A su vez, el aislamiento mejoró la calidad y la cantidad de tiempo que Camila le dedica a sus amigos y familia a través de plataformas virtuales, mientras estudia para traductora pública y el profesorado inglés.
“Sí, me da culpa porque sé que hay gente que la está pasando mal, sobre todo de la cabeza. Más allá de la economía, la cuarentena va a destruir cabezas”, opinó. “No todos tienen la capacidad de adaptarse, lidiar o enfrentarse con lo que les pasa”.
Camila también tuvo momentos de crisis durante la pandemia, pero “cuando parecía que la cuarentena se terminaba”.
Para Horacio Bonafina —un psicólogo de 36 años que no festeja su cumpleaños desde los 13, detesta ir a celebraciones ajenas y asegura que no hace culto de la amistad— la cuarentena le permitió relajarse. “La vida social es una ficción”, sentenció.
“Siento que hay una gran impostura. Hay una especie de imperativo de la felicidad, de la productividad… Yo muchas veces no puedo escapar de esta especie de demanda social y el de ver personas. Estar en un trabajo y poner cara de contento”, admitió.
Gracias a la cuarentena pudo escaparse del pequeño departamento en el cual la convivencia con ruidosos vecinos se había vuelto insoportable. Ahora vive en una casa prestada, que es antigua y mucho más grande, junto con su esposa psiquiatra, un niño de seis años y un gato al cual había tenido que medicar porque vivía alterado.

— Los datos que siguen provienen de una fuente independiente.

Issue #1139, opened 2017-12-08
Unscoped find on self-referential relationship


CoryMcDonald:
### Background

Brakeman version: 4.0.1
Rails version: 5.1.4
Ruby version: 2.4.1

Link to Rails application code: https://github.com/CoryMcDonald/ExampleRailsApplication/

### Issue

When setting up a self-referential association I found this interesting case where if I call `.find` in a controller than I get an "unscoped find" warning. 

#### False Positive

*Full* warning from Brakeman:
```
== Warnings ==

Confidence: Weak
Category: Unscoped Find
Check: UnscopedFind
Message: Unscoped call to User#find
Code: User.find(params[:id])
File: app/controllers/user_controller.rb
Line: 3
```
Relevant code:

```ruby
class User < ApplicationRecord
  has_one  :match, class_name: 'User', foreign_key: :matched_user
  belongs_to :matched_user, class_name: 'User', optional: true
end
```

_Why might this be a false positive?_

1. The `belongs_to` association is listed as `optional: true`. (The syntax differs between Rails 4/5) 
2. Because the relationship is self-referential I don't believe it is reasonable to expect `find` actions to be vulnerable as you'd be hard-pressed to be able to scope the model without using `find`.

Perhaps a potential solution would be to simply check to see if the relationship is optional and not report that if that's the case.

PR #1764, opened 2023-03-03
Fixed detection of UnscopedFind if optional: true is defined in the model and is not self-reference related

NerdyBoyCool:
ref https://github.com/presidentbeef/brakeman/issues/1139
ref https://github.com/presidentbeef/brakeman/pull/1153

The change in https://github.com/presidentbeef/brakeman/pull/1153 avoids checking UnscopedFind for model classes with optional: true settings, but I think UnscopedFind warning should be issued for the following cases.

The current code only checks if optional: true is defined in the model class, so the check for the Group model is skipped.

```rb
class Group < ApplicationRecord
  belongs_to :user, optional: true
end
```

```rb
class GroupsController < ApplicationController
  def show
    @group = Group.find(params[:id])
  end
end
```

This PR solves this problem by also checking self-reference associations.
We have also added implementation and testing for the issues mentioned in https://github.com/presidentbeef/brakeman/issues/1139 so that they are not affected.

### DIFF
--- a/lib/brakeman/checks/check_unscoped_find.rb
+++ b/lib/brakeman/checks/check_unscoped_find.rb
@@ -11,13 +11,13 @@ class Brakeman::CheckUnscopedFind < Brakeman::BaseCheck
 
     associated_model_names = active_record_models.keys.select do |name|
       if belongs_to = active_record_models[name].associations[:belongs_to]
-        not optional_belongs_to? belongs_to
+        not self_referential_association? belongs_to, name
       else
         false
       end
     end
 
-    calls = tracker.find_call :method => [:find, :find_by_id, :find_by_id!],
+    calls = tracker.find_call :method => [:find, :find_by_id, :find_by_id!, :find_by, :find_by!],
                               :targets => associated_model_names
 
     calls.each do |call|
@@ -52,12 +52,16 @@ class Brakeman::CheckUnscopedFind < Brakeman::BaseCheck
       :cwe_id => [285]
   end
 
-  def optional_belongs_to? exp
+  def self_referential_association? exp, name
     return false unless exp.is_a? Array
 
     exp.each do |e|
       if hash? e and true? hash_access(e, :optional)
-        return true
+        hash_iterate e do |key, value|
+          if key[1] == :class_name and name == value[1].to_sym
+            return true
+          end
+        end
       end
     end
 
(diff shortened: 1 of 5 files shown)


NerdyBoyCool:
@presidentbeef 
Can you give me your opinion on this change?
I would appreciate any advice and opinions.

presidentbeef:
I'm not sure I understand the intent here. If the relationship is optional, wouldn't you have legitimate cases where the application can't look up a model via the relationship..? In other words, is this change just as likely to increase false positives as it is to decrease false negatives?

NerdyBoyCool:
The first example I gave was a little confusing, so I will give an example that is similar to the problem we encountered.

```rb
class User < ApplicationRecord
end

class Organization < ApplicationRecord
  has_many :members, dependent: :destroy
  has_many :users, dependent: :destroy
end

class Member < ApplicationRecord
  belongs_to :user
  belongs_to :organization

  has_many :articles, dependent: :destroy
end

class Article < ApplicationRecord
  belongs_to :author, class_name: "User", foreign_key: "author_id", optional: true
  belongs_to :organization
end

# Bad
artciles = Article.find(params[:id])

# Good
organization = Organization.first
articles = organization.articles.find(params[:id])
```

I expected brakeman to detect that the Article was not being retrieved via an Organization instance, but it did not because the Article model already defines optional: true for the User.
As you say, this type of problem could increase the number of false positives, but I thought the problem would be greater if the code that calls find directly against Organization was skipped.

lib/brakeman/checks/check_unscoped_find.rb
```diff
@@ -52,12 +52,16 @@ def process_result result
       :cwe_id => [285]
   end
 
-  def optional_belongs_to? exp
+  def self_referential_association? exp, name
     return false unless exp.is_a? Array
 
     exp.each do |e|
```
presidentbeef, line 58: I think what we actually want is to check if there is any `belongs_to` relationship that is _not_ optional?

Is the self-referential piece actually that important?

lib/brakeman/checks/check_unscoped_find.rb
```diff
@@ -52,12 +52,16 @@ def process_result result
...
       if hash? e and true? hash_access(e, :optional)
-        return true
+        hash_iterate e do |key, value|
```
presidentbeef, line 60: Is `class_name` going to show up more than once as a key? Couldn't this also use `hash_access(:class_name)` instead of iterating?

willnet:
@NerdyBoyCool I’m interested in this PR and can address the remaining items. Would it be alright if I took it over?

NerdyBoyCool:
@willnet 
Hi. Of course!!
I’m not able to spend time on this, so please take it over. Thanks!!!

“Cuando todo funcionaba, a la gente tampoco se le ocurría pensar quiénes eran los que la pasaban mal en ese momento”, cuestionó el especialista que trabaja para el Estado. “Yo estoy bien así en este contexto, conmigo, con los míos y con el universo”.
Lo que ahora desvela a Horacio es el día después de la cuarentena. Estudia sistemas para ganarse la vida sin salir de su casa. “En mi caso en particular yo quisiera sostener la rutina que estoy generando el mayor tiempo posible, mi idea es poder darle continuidad”.